PR #271, opened 2015-12-10
Tool selection dialog

eafkhami:
This feature adds tagging functionality to tool model. The tags are used in a tool selection dialog to filter and search when users are picking tools.


BrainPortal/app/models/tool.rb
```diff
@@ -78,8 +82,90 @@ def global_tool_config
     @global_tool_config_cache ||= ToolConfig.where( :tool_id => self.id, :bourreau_id => nil ).first
   end
 
+
+  # Return an array of the tags associated with this tool
+  # by +user+. Actually returns a ActiveRecord::Relation.
+  def get_tags_for_user(user)
```
prioux: leftover from old tag association stuff ?!?

BrainPortal/app/views/userfiles/_tools_interface.html.erb
```diff
@@ -0,0 +1,129 @@
...
+              <% @tools_to_pick.each do |tool| %>
+
+              <tr
+              <%tool.get_all_tags.each do |tool_tag|%>
+              data-<%= tool_tag %> = 'true'
+              <%end%>
+              >
+                <td id="tool_<%= tool.id %>">
+
+                  <%=
```
prioux: Why is this HTML constructed as a string and resubstituted this way? Isn't it easier on the HTML side of the template?

BrainPortal/app/views/userfiles/_tools_interface.js.erb
```diff
@@ -0,0 +1,165 @@
+$(document).ready(function() {
```
prioux: Missing header (copyright notice etc)

BrainPortal/app/models/tool.rb
```diff
@@ -78,8 +82,82 @@ def global_tool_config
...
+  end
+
+  # returns all tags associated with a tool
+  def get_all_tags
+    application_type + application_package_name + application_tags
+  end
+
   private
 
+  def url_present?
```
prioux: Missing doc for method, or add #:nodoc: if it shouldn't be documented

BrainPortal/db/migrate/20150924184353_add_url_to_tools.rb
```diff
@@ -0,0 +1,5 @@
+class AddUrlToTools < ActiveRecord::Migration
```
prioux: Copyright notice is missing again. Check other new files too.

PR #278, opened 2016-01-05
Added support for a 'cbrain:inherit-from-class' private attribute in Boutiques' JSON schema.

glatard:
This modification allows for some customization of tasks created with Boutiques. Feedback from @remibernard would be appreciated if he has time.

### DIFF
--- a/BrainPortal/lib/cbrain_task_generators/templates/bourreau.rb.erb
+++ b/BrainPortal/lib/cbrain_task_generators/templates/bourreau.rb.erb
@@ -30,13 +30,8 @@
 % # NOTE: This template's weird indentation is there to try and make the
 % # generated code as legible as possible.
 
-% if descriptor['cbrain:inherits-from-class']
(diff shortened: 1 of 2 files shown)


remibernard:
While I can somewhat see the appeal of switching the base class when generating task classes for manual edition, isn't this exactly one of the reasons the generator was made the way it is now?

If the goal is to customize automatically generated tasks, then modifying the base class seems like an odd choice; maybe a way to reopen the class would be a cleaner design?

glatard:
I have n tasks that need to share the same method, which clearly requires inheritance. I could generate the n classes and edit them manually to make them derive from the right class, but that sounds like an overkill while adding this attribute is so simple. In general, and as you noticed initially, it is much more maintainable to rely only on the JSON descriptor than to generate the classes.

remibernard:
Using an utility class/module is not possible?

glatard:
It wouldn't be easy... Besides, all these tasks are different pipelines from the same framework, so it makes sense that they have a super class in common.

Issue #131, opened 2015-06-08
 Don't like the Userfile#update_file_type method.


natacha-beck:
It's clunky, couples the Userfile and User models, and doesn't use the new type validations, meaning we have type-checking logic in two different places. It's only used in one place, UserfilesController#update_multiple, so I think we should be able to get rid of it (and possibly other methods that only it depends on).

Work instruction:
Above are the records; repeat exactly the lines from the one holding "legible as possible." down to the one holding "While I can", end lines included.

Solution for this exercise:
 % # generated code as legible as possible.
 
-% if descriptor['cbrain:inherits-from-class']
(diff shortened: 1 of 2 files shown)


remibernard:
While I can somewhat see the appeal of switching the base class when generating task classes for manual edition, isn't this exactly one of the reasons the generator was made the way it is now?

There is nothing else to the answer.